Moreover, countless cases of mega corruption have been charged and alleged against Soeharto, his family members and aides. After ten years the state of the matter has not altered much, and as long as we remain sane, we still have very little reason indeed to believe that they will be . A particular setback in the case of Soeharto against the Time Magazine, where the latter has been made the culprit, is tell-tale enough as to how issues have evolved in this area.

Progress and setback in legal enforcement will reflect itself in the manner the current authorities treat the legal cases implicating him. Supremacy of the law itself is being put under its acid test.

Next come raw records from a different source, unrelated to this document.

PR #500, opened 2019-08-28
Add support for C_WaitForSlotEvent

massey101:
C_WaitForSlotEvent is expected to be supplied as a pkcs11 function by
libraries and applications, such as nss. Since the slots are never
updated it's quite easy to implement.

Would you like me to create an issue and add an entry into NEWS?

### DIFF
--- a/src/lib/SoftHSM.cpp
+++ b/src/lib/SoftHSM.cpp
@@ -7069,9 +7069,17 @@ CK_RV SoftHSM::C_CancelFunction(CK_SESSION_HANDLE hSession)
 }
 
 // Wait or poll for a slot event on the specified slot
-CK_RV SoftHSM::C_WaitForSlotEvent(CK_FLAGS /*flags*/, CK_SLOT_ID_PTR /*pSlot*/, CK_VOID_PTR /*pReserved*/)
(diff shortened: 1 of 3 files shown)


rijswijk:
Thanks, we'll update the news and check why the Travis build failed (probably some timeout)

halderen:
The travis build fails due to a crash in the botan library builds.  However the botan dependency pulled in from Ubuntu is version 1.10.12 from 2016.  There are much newer 1.10 versions available and the regular build check will use Botan version 2.  I recommend taking Travis with a grain of salt, we have other test platforms available which show no consistent errors.

Jakuje:
FYI, you can use Ubuntu 18.04 with travis already to avoid outdated dependencies:

https://docs.travis-ci.com/user/reference/bionic/

For this change request, I think the NSS for which was this change done is using particularly the blocking version of this call to avoid polling of all the slots in p11-kit as described in  https://github.com/OpenSC/OpenSC/issues/1771

I think this should also implement the blocking semantics per PKCS#11 specification:

>  If `C_WaitForSlotEvent` is called with the `CKF_DONT_BLOCK` flag clear in the flags argument, then the call behaves as above, except that it will block. That is, if no slot's event flag is set at the time of the call, `C_WaitForSlotEvent` will wait until some slot's event flag becomes set. If a thread of an application has a `C_WaitForSlotEvent` call blocking when another thread of that application calls `C_Finalize`, the `C_WaitForSlotEvent` call returns with the value `CKR_CRYPTOKI_NOT_INITIALIZED`.

PR #501, opened 2019-09-08
Remove support for obsolete/EOL versions of Botan

### LINKED ISSUE #493: Dropping support for Botan 1.10?
Botan upstream is considering removing public access to a number of headers starting in the next major release (expected ~2020) https://github.com/randombit/botan/pull/2061 adds warnings when these headers are included. In almost all cases, it is easy to avoid using these headers by instead using some other part of the public API.

Right now SoftHSM is affected by some of these header deprecations, largely because it creates objects like Botan::MD5 directly instead of going through the factory methods. Unfortunately, how that worked changed between 1.10 and 2.x so it is not possible to have a single code which works in both versions.

Would you consider dropping support for Botan < 2.0? All such versions are completely end of life since end of 2018. In addition Botan 2 has much better performance and side channel safety across the board, especially in RSA and ECDSA. And it appears most package distributions now ship some relatively recent Botan 2 version https://repology.org/project/botan/versions

I'd be willing to create a patch that removes support for Botan < 2.0.0 and also ensures that SoftHSM avoids any interface which is going to run into issues with Botan 3 onwards. This would also simplify SoftHSM code quite a bit, and validate that we are not going to remove anything that would in the future break SoftHSM.

Let me know if such a patch would be acceptable. Thanks.

randombit:
Also taking care to avoid headers which are now deprecated for public usage and which will be removed in a future major release, so this code  should work with any version of Botan 2 or (future) Botan 3.

Closes #493


randombit:
For AppVeyor build the prebuilt binaries in https://github.com/disig/SoftHSM2-AppVeyor need to be updated, or else an alternate source like vcpkg can be used.

PR #506, opened 2019-10-09
Check key type in C_EncryptInit and C_DecryptInit

blukat29:
Add CK_KEY_TYPE checks at C_EncryptInit and C_DecryptInit just like in MacSignInit(). Fixes test cases on the way.


rijswijk:
Looks like a useful addition, thanks for your contribution. We will review the code and merge it after the review and CI checks.

PR #508, opened 2019-11-08
fix: set rpath for correct lib path resolution in conftest executables

### LINKED ISSUE #507: configure script does not consider OpenSSL library path in test executables
When providing a custom OpenSSL path by ``--with-openssl`` the configure script does not handle this path properly. That is, the path is considered when building the test executables ``conftest`` (function ``ac_fn_c_try_link``), however, not when running them (``ac_fn_c_try_run``).

On systems with native OpenSSL libraries, the configure script would in this case test the native shared library's capabilities, on systems without OpenSSL libraries the test would fail, and hence various OpenSSL specific options would be disabled, although the custom built OpenSSL library would provide the required functionality (e.g. P256, P384, P512, ED448, ED25519).

This behaviour possibly also applies to other dynamic libraries whose path can be specified by means of command line parameters.

0xa5a5:
OpenSSL and Botan are linked dynamically against test programs built by configure. When executing those test programs explicitly provided library paths should be considered as library search paths.

The following solutions were considered:
- Wrap AC_RUN_IFELSE and temporarily set LD_LIBRARY_PATH.
- Static linkage
- Use linker option to set the hard-coded run-time search path for conftest executables.

This PR implements the latter solution, which can be implemented with minimal changes in Botan and OpenSSL related m4 files.

Closes #507.


rijswijk:
Thanks for the quick PR, I'll ask for a review.

halderen:
The usage of -Wl,-rpath is a GNU-ism, which will break other linkers.  One would need to use libtool, or an equivalence in case of cmake.  The problem occurs when botan is placed outside of a default linker search path, as would be the case of any dependent library outside of the default path (e.g. openssl, cppunit).  If you install softhsm in the same location, the subsequent program that uses that would need such a fix too, which we cannot supply.  Therefor in case (not being uncommon) of undefault locations, use LD_LIBRARY_PATH instead, which can also be set during configure time.

PR #353, opened 2026-09-10
feat!: 🎸 rework the identity/key and multisig model (redesign 6/10)

prashantasdeveloper:
# Identity & keys

Implements `docs/implementation/04-identity-keys.md`. Models key membership as a time-bounded
record, links the multisig cluster to `Account`, adds a key-role field, and drops dead columns.

Based on `redesign/05-holdings-nfts`. Parallel track with phases 5 and 8; needs a rebase before merge.

## Schema

**Added**

- `IdentityKey` — one row per `(identity, account, role)` membership interval. `validFromBlock` /
  `validToBlock` (null = active), `addedReason` / `removedReason`, `permissions: PermissionsJson`.
  Composite indexes `[identity, role]` and `[account, validToBlock]`.
- `enum KeyRole { Primary Secondary }`.
- `Identity.keys: [IdentityKey!]! @derivedFrom`, `Account.keyAssignments: [IdentityKey!]! @derivedFrom`.
- `Account.keyRole: KeyRoleEnum!` (`PrimaryKey` / `SecondaryKey` / `MultiSigSigner` / `Unlinked`), indexed.
- `MultiSigSigner.signerAccount: Account` (nullable), indexed.
- `Account.multiSig: MultiSig @derivedFrom`.
- `AuthorizationStatusEnum.RetryLimitReached`.

**Changed**

- `MultiSig.address: String!` → `account: Account!`.
- `MultiSigAdmin.identityId: String!` → `admin: Identity!`.
- `MultiSig.creator` / `creatorAccount` → nullable; populated only from `MultiSigCreated`.

**Removed**

- `Identity.secondaryAccounts` (derived field; wrong semantics, `@derivedFrom` cannot filter).
- `AccountHistory` entity.
- `Permissions` entity and `Account.permissions`.
- `Event.claimType` / `claimScope` / `claimIssuer` / `claimExpiry` / `corporateActionTicker` /
  `fundraiserOfferingAsset` / `transferTo`, plus their `db/compat.sql` indexes.

## Behaviour

- Identity handlers (`handleDidCreated`, `handleSecondaryKeysAdded`,
  `handleSecondaryKeysPermissionsUpdated`, `handleSecondaryKeysRemoved`, `handleSignerLeft`,
  `handleSecondaryKeyLeftIdentity`, `handlePrimaryKeyUpdated`), `genesisHandler`, and the lazy
  `getOrCreateAccount` path open/close/rotate `IdentityKey` rows and set `keyRole`.
- Pre-5.0 `identity` payload unwrapping moved from inline handler duck-typing to `src/decode/legacy.ts`.
- Multisig handlers create the multisig's `Account`, link `MultiSig.account`, populate
  `MultiSigSigner.signerAccount` (Account signers only), and set `keyRole: MultiSigSigner` on
  signer accounts.
- `genesisHandler.handleMultiSigs` seeds `MultiSigAdmin` from `multiSig.adminDid` on all chain
  versions; leaves `MultiSig.creator` null.
- `AuthorizationRetryLimitReached` marks the `Authorization` row `RetryLimitReached` via
  `handleAuthorization`; the status handler tolerates a missing row.
- `ledgerAccount` moved from `mapPolyxLedger.ts` to `src/utils/accounts.ts`.

## Decisions

- **`MultiSigSigner.signerAccount` is nullable.** `SignerTypeEnum` is `Account | Identity` and
  pre-7.x runtimes allowed identity signers; a relation cannot point at those. `signerValue`
  stays the canonical value.
- **`KeyRoleEnum.Unlinked` is one value.** The chain's `KeyRecord` is a closed three-variant enum
  and every other address is `None`; pallet addresses, system pots and detached keys are
  indistinguishable from chain state. The enum is left open for a later indexer-side split.
- **`MultiSig.creator` split from admin.** The chain models creator (`MultiSigCreated.callerDid`),
  admin (`multiSig.adminDid`), paying identity (`multiSig.payingDid`) and joined identity
  (`identity.keyRecords`) as four separate relationships. `creator` is now creator-only and
  nullable; admin is `MultiSig.admins`; joined identity is `Account.identity`.
- **`CddClaimsInvalidated` left unhandled.** It invalidates CDD claims, not keys, and is absent
  from the v8 runtime — belongs with plan 01 (claims).
- **`Event` denormalised columns dropped, not consolidated** (per `09-infrastructure.md §9.4`).
  Harvester carry-over, unqueried by either consumer, duplicated by `Claim` / corporate-action /
  STO entities.

## Not in this PR

- G2 — `Identity.primaryAccount` stays a string (use `keys(filter: { role: Primary })`).
- Multisig handlers still use positional decoding — moving to `decodeEvent` needs
  `src/decode/shapes/multiSig.ts`.
- `multiSig.payingDid` is unindexed (`MultiSigRemovedPayingDid: []`, no "set" event).

## Consumer impact

`AccountHistory`, `Permissions`, `MultiSig`, `MultiSigAdmin`, `MultiSigSigner`, `ChildIdentity` are
not directly queried by the SDK or portal (`consumer-queries.md`). `Identity.secondaryAccounts` is
read from chain by the SDK, not middleware. The removed `Event` columns are neither selected nor
filtered by either consumer. `authorizations` is queried; a new enum value is additive.

## Migrations

None — `db/migrations/*` is not used (D5, full resync from genesis). `tests/entities/*` snapshots
regenerate on that resync.

## Verification

`yarn codegen && yarn typecheck && yarn lint && yarn test:unit` — pass (42 suites, 482 tests).
`yarn check-handlers` — pass.


schema.graphql
```diff
@@ -2232,6 +2265,8 @@ enum AuthorizationStatusEnum {
   Consumed
   Rejected
   Revoked
+  "The chain gave up re-offering the authorization after too many failed accept attempts"
+  RetryLimitReached
```
F-OBrien, line 2269: the `AuthorizationRetryLimitReached` event is declared but never emitted. Harmless having it here. We can infer the status if the count on an authorization goes to 0 but the count isn't emitted in an event so I expect they will just sit at Pending.

src/mappings/entities/identities/mapIdentities.ts
```diff
@@ -60,18 +46,6 @@ const getIdentity = async (did: string): Promise<Identity> => {
...
-  blockId: string
-): Promise<void> =>
-  Permissions.create({
-    id: address,
-    ...args,
-    createdBlockId: blockId,
-    updatedBlockId: blockId,
-  }).save();
-
 export const createAccount = async (
```
F-OBrien, line 49: This will override and existing account which will clobber the original createdBlock. Should we consider an updateOrCreate option and should this be in the account util file?

src/mappings/entities/identities/mapIdentities.ts
```diff
@@ -312,77 +284,55 @@ const getPermissions = (accountPermissions: Record<string, unknown>): Permission
...
-      ({ account: address } = account);
-    }
-
-    return [Account.remove(address), Permissions.remove(address)];
-  });
-
-  await Promise.all(removePromises.flat());
+  await Promise.all(
+    addresses.flatMap(address => [
+      Account.remove(address),
```
F-OBrien, line 320: `Account.remove(address)` deletes the row that this PR's new `IdentityKey` history points at. `closeIdentityKeys` sets `validToBlock`/`removedReason` on the key's open interval (`accountId = address`) while `Account.remove` runs concurrently in the same `Promise.all`, so the closed interval references a row that no longer exists — and `IdentityKey.account` is a non-null relation. `account { address }` on a historical interval resolves to nothing, `Account.keyAssignments` becomes unreachable, and any `PolyxEntry.account!` / `AccountBalance.account!` rows point at the same deleted account.

`handleSignerLeft` (line 333) does the same thing. `handleSecondaryKeyLeftIdentity` (line 465) models the identical transition the other way — keep the row, clear `identityId`, set `keyRole = Unlinked` — which looks like the behaviour we want in all three now that leaving is recorded on `IdentityKey` rather than by deleting the account.

---

Worth adding: this path is hit during every primary-key rotation, not just a plain removal. On [24971813-1](https://polymesh.subscan.io/extrinsic/24971813-1) and [21528057-1](https://polymesh.subscan.io/extrinsic/21528057-1) the chain emits `SecondaryKeysRemoved(did, [new_primary])` immediately *before* `PrimaryKeyUpdated`, so `Account.remove` here deletes the account that is about to become the identity's primary key. It survives only because `handlePrimaryKeyUpdated` recreates it two events later — and that recreate resets its `createdBlock` (see line 49). Keeping the row and setting `keyRole = Unlinked` would make both the removal and the rotation case behave.

src/mappings/entities/identities/mapIdentities.ts
```diff
@@ -468,89 +407,71 @@ export const handleSecondaryKeysAdded = async (event: SubstrateEvent): Promise<v
...
 
   const did = getTextValue(rawDid);
   const address = getTextValue(rawNewKey);
 
   const identity = await getIdentity(did);
-  const [account, permissions] = await Promise.all([
-    Account.get(identity.primaryAccount),
-    Permissions.get(identity.primaryAccount),
-  ]);
+  const account = await Account.get(identity.primaryAccount);
```
F-OBrien, line 418: `Account.get` returns `Account | undefined` and the result is used unguarded on the lines below. `createIdentityIfNotExists` writes `primaryAccount: ''` (line 87), so an identity created down that path that later emits `PrimaryKeyUpdated` gives `Account.get('')` → `undefined` → `TypeError`, killing the block rather than skipping the update.

Same unguarded read at line 465 in `handleSecondaryKeyLeftIdentity`. Narrow path in both cases, but a guard plus `recordAnomaly` beats a crash.

src/mappings/entities/identities/mapIdentities.ts
```diff
@@ -468,89 +407,71 @@ export const handleSecondaryKeysAdded = async (event: SubstrateEvent): Promise<v
...
+    // close the old primary's membership interval — the rotation history lives on `IdentityKey`
+    closeIdentityKeys(
+      { address: account.id, role: KeyRole.Primary, removedReason: eventId },
+      blockId
+    ),
   ]);
+
+  // ...and open the new primary's. The rotation record G3 asks for: both rows stay queryable, the
+  // old row's `validToBlock` equals the new one's `validFromBlock`.
+  await openIdentityKey(
```
F-OBrien, line 452: Withdrawing my earlier concern here — I checked two real rotations on mainnet and the Secondary interval *is* closed, just not by this handler.

`identity.acceptPrimaryKey` ([24971813-1](https://polymesh.subscan.io/extrinsic/24971813-1)) and `identity.rotatePrimaryKeyToSecondary` ([21528057-1](https://polymesh.subscan.io/extrinsic/21528057-1)) both promote an *existing secondary key*, and the chain emits the transition as a fixed sequence:

```
SecondaryKeysRemoved(did, [new_primary])   ← closes the incoming key's Secondary interval
PrimaryKeyUpdated(did, old, new)           ← this handler
SecondaryKeysAdded(did, [old_primary])     ← rotatePrimaryKeyToSecondary only
```

Handlers run in event order, so `handleSecondaryKeysRemoved` closes the Secondary interval before we get here and `handleSecondaryKeysAdded` re-links the demoted old primary after. No double-open, and the four-step rotation comes out right end to end.

Two things that follow, though:

1. **This handler is correct only because of its siblings, and nothing says so.** Read on its own it looks like the incoming key's Secondary interval leaks — that's what I assumed. Since this PR introduces the `IdentityKey` model, the three-event sequence is worth a docstring on `handlePrimaryKeyUpdated`, so the next reader doesn't "fix" the non-bug or reorder something that breaks it.

2. **The coupling is load-bearing in a fragile way.** At the first event, `handleSecondaryKeysRemoved` calls `Account.remove(new_primary)` — it deletes the account that is about to become the identity's primary key. It survives only because `createAccount` recreates it two events later, which also resets its `createdBlock` on every rotation (see line 49). That's a second argument for the `keyRole = Unlinked` treatment over `Account.remove` (line 320).

src/mappings/entities/identities/mapIdentityKey.ts
```diff
@@ -0,0 +1,123 @@
...
+ */
+export const rotateIdentityKey = async (
+  { address, role, reason, eventIdx, permissions, identityId }: RotateArgs,
+  blockId: string
+): Promise<void> => {
+  const [closed] = await closeIdentityKeys({ address, role, removedReason: reason }, blockId);
+
+  const owningIdentity = identityId ?? closed?.identityId;
+
+  if (!owningIdentity) {
```
F-OBrien, line 115: This bails *after* `closeIdentityKeys` has already committed. When the account has no open interval, `closed` is undefined and no `identityId` was passed — which is exactly the call shape at `mapIdentities.ts:300` for `SecondaryKeysPermissionsUpdated` — so we return having closed whatever was open, left the key with no active membership, and recorded the new permissions nowhere. Nothing is logged, so it's silent; the code this replaced threw here. `recordAnomaly` seems like the right call instead of a bare return.

Separately, `const [closed] = …` takes only the first row while `closeIdentityKeys` closes *all* open intervals for the account, so a key with more than one open interval has the rest closed and never reopened.

src/mappings/entities/multiSig/mapMultiSig.ts
```diff
@@ -15,52 +16,97 @@ import {
...
+  blockId: string,
+  datetime: Date
+): Promise<string | undefined> => {
+  if (signerType !== SignerTypeEnum.Account) {
+    return undefined;
+  }
+
+  const account = await ledgerAccount(signerValue, blockId, datetime);
+
+  if (account.keyRole !== KeyRoleEnum.MultiSigSigner) {
```
F-OBrien, line 70: This force-overwrites `keyRole` on a key that may currently be live in another role. `MultiSigCreated` / `MultiSigSignerAuthorized` are pending *offers* — the chain only writes `MultiSigSignerKey` when the signer accepts — so an account that is right now an identity's primary or secondary key gets `keyRole = MultiSigSigner` while its `identityId` and its open `role: Primary` `IdentityKey` row still say otherwise. `accounts(filter: { keyRole: { equalTo: PrimaryKey } })` then loses it.

Nothing reverts this if the offer is rejected or expires either. Deriving the role from `resolveKeyRole` (which reads `identity.keyRecords`, i.e. acceptance) rather than from the offer event would keep it honest — and would give `resolveKeyRole` its first caller.

src/mappings/entities/multiSig/mapMultiSig.ts
```diff
@@ -15,52 +16,97 @@ import {
...
+
+/**
+ * The `Account` id for `MultiSigSigner.signerAccount`, creating the account row if it is new.
+ *
+ * Only `Account` signers get one — `SignerTypeEnum` also has `Identity` on pre-7.x runtimes,
+ * which a relation cannot point at, so `signerValue` stays canonical and this returns undefined
+ * for those. A signer key is an account with no identity of its own, so `ledgerAccount` gives it
+ * a bare row; `keyRole` is set to `MultiSigSigner` from here because the event is proof of the
+ * role even before the chain writes the key record (which happens when the signer accepts). The
+ * genesis/seed scan later confirms it authoritatively from `multiSig.multiSigSigners`.
```
F-OBrien, line 56: Two claims in this paragraph don't hold:

- "The genesis/seed scan later confirms it authoritatively from `multiSig.multiSigSigners`" — nothing in `src/seed/` or `genesisHandler` writes `Account.keyRole` for a signer. The genesis path calls `createMultiSigSigner`, which reaches `linkSignerAccount` here, so it's the same write, not an independent confirmation.
- Nothing ever resets the role. `handleMultiSigSignerRemoved` / `handleMultiSigSignersRemoved` (→ `handleMultiSigSignerStatus`, line 141) only flip `MultiSigSigner.status`; the account stays `MultiSigSigner` forever. That contradicts the schema's "mutable, maintained on every key-link/unlink write" on `Account.keyRole`.

src/mappings/migrations/genesisHandler.ts
```diff
@@ -191,15 +193,16 @@ const handleMultiSigs = async (): Promise<void> => {
...
-        genesisBlock
+        genesisBlock,
+        datetime
       )
     );
 
-    if (is7xChainAtGenesis) {
-      createMultiSigAdmin(multiSigAddress, creator, genesisBlock);
+    if (adminDid.length) {
+      multiSigInserts.push(createMultiSigAdmin(multiSigAddress, adminDid, genesisBlock));
```
F-OBrien, line 205: `MultiSigAdmin.admin` is a relation now, but `adminDid` comes straight from chain storage unchecked. `handleGenesisDids` seeds only the 33 GC DIDs plus the systematic issuers, so a genesis multisig whose `adminDid` (or `multiSigToIdentity`) names any other DID writes an `admin_id` pointing at an `identities` row that doesn't exist.

To be precise about the failure mode: this project runs with historical tracking on, and under historical mode SubQuery does **not** emit foreign-key DDL. `createRelation` only registers the relation in `foreignKeyMap`, which becomes Postgres comments / smart tags for the GraphQL layer (`@subql/node-core`, `db/migration-service/migration.js`, the `if (this.historical)` branch); it can't emit a real constraint because `id` stops being unique once rows are versioned by `_block_range`. Nothing in `db/` adds one back. So nothing fails at insert time — the breakage lands at query time, where `admin` is declared `Identity!`, resolves to null, and the non-null violation errors the field and bubbles up through its parent in the response.

The old `identityId: String!` returned the dangling DID as a plain string, so consumers got a value that just didn't join to anything. The relation is still the right modelling call — it converts a silent dangling reference into a hard query error for anyone selecting `admin`, which is why it wants a guard rather than being left to chance.

Same gap at runtime in `handleMultiSigAddedAdmin` (`mapMultiSig.ts:203`) and in the pre-7.x `creator` path in `handleMultiSigCreated` (`mapMultiSig.ts:197`) — both hand a DID to `createMultiSigAdmin` with no existence check.

This gets much more likely once `START_BLOCK > 1` is a supported mode (`docs/implementation/10-partial-index.md`): `handleGenesis` is skipped entirely for a later start block, so *no* identities are seeded and every `MultiSigAddedAdmin` for a multisig predating the start block names a DID the index has never seen. What's an edge case at genesis becomes the default under partial indexing.

On the fix, I'd point at **Rule 2** of plan 10 rather than `createIdentityIfNotExists`: resolve from the DB, fall back to chain state at the current block, record an `IndexerAnomaly` on a second miss. `createIdentityIfNotExists` writes `primaryAccount: ''`, which is precisely the zero-filled row that rule exists to prevent.

src/utils/accounts.ts
```diff
@@ -82,47 +96,110 @@ const resolveKeyIdentity = async (
...
+};
+
+/**
+ * The `Account.keyRole` the chain's key record gives an address, read at most once per block.
+ *
+ * The one derivation path for the field: identity and multisig handlers, `getOrCreateAccount`,
+ * `ledgerAccount`, and the genesis/seed scan all resolve `keyRole` through this or `keyRoleFor`,
+ * so a role is never accumulated from events and cannot go stale relative to `keyRecords`.
+ */
+export const resolveKeyRole = async (address: string, blockId: string): Promise<KeyRoleEnum> =>
```
F-OBrien, line 160: `resolveKeyRole` has no callers, and the invariant this comment describes isn't implemented. Every writer hardcodes the enum instead — `mapIdentities.ts:162`, `:385`, `genesisHandler.ts:101`, `mapMultiSig.ts:71` — and only `ledgerAccount`'s bare-row path consults the chain, via `keyRoleFor`. So `keyRole` *is* accumulated from events and can go stale relative to `keyRecords`, which is what the two multisig `keyRole` comments come down to.

Either route the writers through `resolveKeyRole` and keep the guarantee, or drop the unused export and soften the comment to what the code actually does.

src/mappings/entities/multiSig/mapMultiSig.ts
```diff
@@ -120,20 +166,29 @@ export const handleMultiSigCreated = async (event: SubstrateEvent): Promise<void
...
+            signerValue,
+            blockId,
+            block.timestamp
+          ),
+          status: MultiSigSignerStatusEnum.Authorized,
+          createdBlockId: blockId,
+          updatedBlockId: blockId,
+        } satisfies MultiSigSignerProps)
+    )
   );
```
F-OBrien, line 192: The signers haven't accepted yet so should'nt be linked fully. Particularly if they can't accept (i.e. joined to another identity)

schema.graphql
```diff
@@ -2106,6 +2089,56 @@ type Identity @entity {
...
+  keys: [IdentityKey!]! @derivedFrom(field: "identity")
+}
+
+"""
+The role a key holds inside an Identity.
+
+Not a closed set — treat it as open. `MultiSigSigner` and detached-key roles are modelled on
+`Account.keyRole` (a separate enum) rather than here, and further membership roles may be added.
+"""
+enum KeyRole {
```
F-OBrien, line 2108: `KeyRole` and `KeyRoleEnum` are distinct enough to keep as two types — `MultiSigSigner` and `Unlinked` can't be values here (an "Unlinked membership interval" is a contradiction, and a signer key has no membership to hold a role in), so merging them would make invalid states representable. But the pair as named is confusing:

- **`Enum` carries no information.** Every legacy enum in this schema has the suffix (`EventIdEnum`, `ModuleIdEnum`, `SignerTypeEnum`), so `KeyRole` vs `KeyRoleEnum` is distinguished only by a token that means nothing. Neither name says which is scoped to a membership interval and which is the account's current state.
- **The value spellings diverge for the same concept** — `PrimaryKey`/`SecondaryKey` vs `Primary`/`Secondary`. GraphQL validation catches a mix-up so it isn't silent, but it's a papercut on every query and part of why `keyRoleFor` exists as a mapping.

**Recommendation:** rename both and align the spellings, so the subset relationship is visible on sight.

```graphql
"The key's current role per the chain's KeyRecord. Superset of IdentityKeyRole."
enum AccountKeyRole {
  PrimaryKey
  SecondaryKey
  MultiSigSigner
  Unlinked
}

"The role a key holds within one IdentityKey membership interval."
enum IdentityKeyRole {
  PrimaryKey
  SecondaryKey
}
```

with `Account.keyRole: AccountKeyRole!` and `IdentityKey.role: IdentityKeyRole!`.

Left as prose rather than a `suggestion` block because the change spans both enum declarations plus both field references — a partial apply would leave the schema invalid.

Cheapest to do now: both enums are new in this PR, so nothing downstream depends on the names yet. I checked `redesign/11-holdings-review` and both are still exactly as written here.

schema.graphql
```diff
@@ -2053,18 +2045,24 @@ type Account @entity {
   address: String! @index(unique: true)
   "`substrate` for a regular key, `ethereum` for the `0xEE` padded account of an Ethereum key"
   keyType: String!
+  "The key's role in the identity system, from the chain's `KeyRecord` — mutable, maintained on every key-link/unlink write"
+  keyRole: KeyRoleEnum! @index(unique: false)
```
F-OBrien, line 2049: `Account.keyRole` is the fourth representation of key membership in the schema, alongside `IdentityKey` (authoritative), `Account.identity`, and `Identity.primaryAccount`. Three of the four are hand-maintained caches of the first, and this review found a defect in each: `keyRole` goes stale for multisig signers and is never reset, `Account.identity` is cleared and then restored across two events during a rotation, and `primaryAccount` holds `''` as a sentinel that crashes `handlePrimaryKeyUpdated`.

G2 defers `primaryAccount` deliberately (`04-identity-keys.md:16`), which is fine. The gap is that the schema declares only `IdentityKey` to be the source of truth and says nothing about the standing of the other three.

**Recommendation:** a one-line docstring on each cache naming its derivation — here, something like "Derived from the chain's `KeyRecord`; the authoritative membership history is `keyAssignments`." That makes the staleness class findable by reading the schema, and sets up the G2 follow-up.

schema.graphql
```diff
@@ -2106,6 +2089,56 @@ type Identity @entity {
...
+A key joining an identity opens a row (`validFromBlock` set, `validToBlock` null). A key leaving,
+being rotated out, or having its permissions changed closes the row (`validToBlock`,
+`removedReason`) and, for a permissions change or rotation, opens a fresh one. The currently active
+membership for an account is the row with `validToBlockId: { isNull: true }` (`Boolean` cannot be
+indexed on the Postgres in use, so the null-FK filter is the query form).
+
+Replaces `Identity.primaryAccount`/`secondaryAccounts` as the source of truth for key membership,
+and subsumes `AccountHistory`, which had untyped columns and no validity interval.
+"""
+type IdentityKey @entity
```
F-OBrien, line 2125: Two consistency nits on the new entity:

- **The id format isn't documented.** `PolyxEntry` documents its own (`padId(block)/padId(eventIdx)/side`); this one is `identity/address/blockId/paddedEventIdx`. Consumers that page or construct ids need it.
- **No `datetime`**, where nearly every sibling entity carries one. Reachable via `validFromBlock`, so it's defensible — just inconsistent.

**Recommendation:** add the id format to the docstring; leave `datetime` off and rely on the `validFromBlock` join unless a query in `consumer-queries.md` actually needs date filtering without a block join.

schema.graphql
```diff
@@ -2073,20 +2071,6 @@ type PermissionsJson @jsonField {
   transactionGroups: [String]!
```
F-OBrien, line 2071: `transactionGroups` was a column on the `Permissions` *entity* and is now inside a jsonField, which SubQuery doesn't generate filters for. The rest of `Permissions` was already jsonFields, so this is the only field whose queryability changes.

**Recommendation:** confirm nothing filtered on it — the collapse is right either way — and if something did, note the replacement in `consumer-queries.md` alongside the other breaking changes in this PR.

Performance of Post-Soeharto Governments

The fact that four presidents succeeding Soeharto, namely BJ. Habibie, Abdurrahman Wahid, Megawati Soekarnoputri, and SBY have displayed mediocrity, if not worse performance than that of Soeharto, could generate its own detriments. The lack of freedom of the distant past could be mistaken as stability; and stability and government favoritism could be misguidedly recalled as a sign of prosperity. Despite the fact that Indonesia’s rice independence only occurred for 2-3 years only throughout the stretched Soeharto regime, some people refuse to believe in the myth; they want to believe that life under Soeharto’s New Order was better.

Passion for Debt

A great passion for debts that started since the early days of the Republic has grown into a critical issue. Indonesia has resorted practically to all kinds of ways imaginable to borrow and inflate its own money. Persistent fiscal deficits and the mounting figures of governmental debts speak for themselves. Deferring repayments and creating new debts are a deadly combination that will strangulate its citizens to death.

Decentralization

Advocates of decentralization must have amazingly believed in the costly assumption that governments are a benevolent factor to the citizens. The naïve assumption has been challenged by the many reports that suggested it to be otherwise, such as those on rampant regional corruptions; local investment barriers; the fact that more than 70% of regional budgets are being spent for governmental expenditures; and the likes. The big bang decentralization will remain a pain in the neck for a long time, particularly regarding fiscal burdens, demarcation of authority problem, setting of minimum service standards, etc.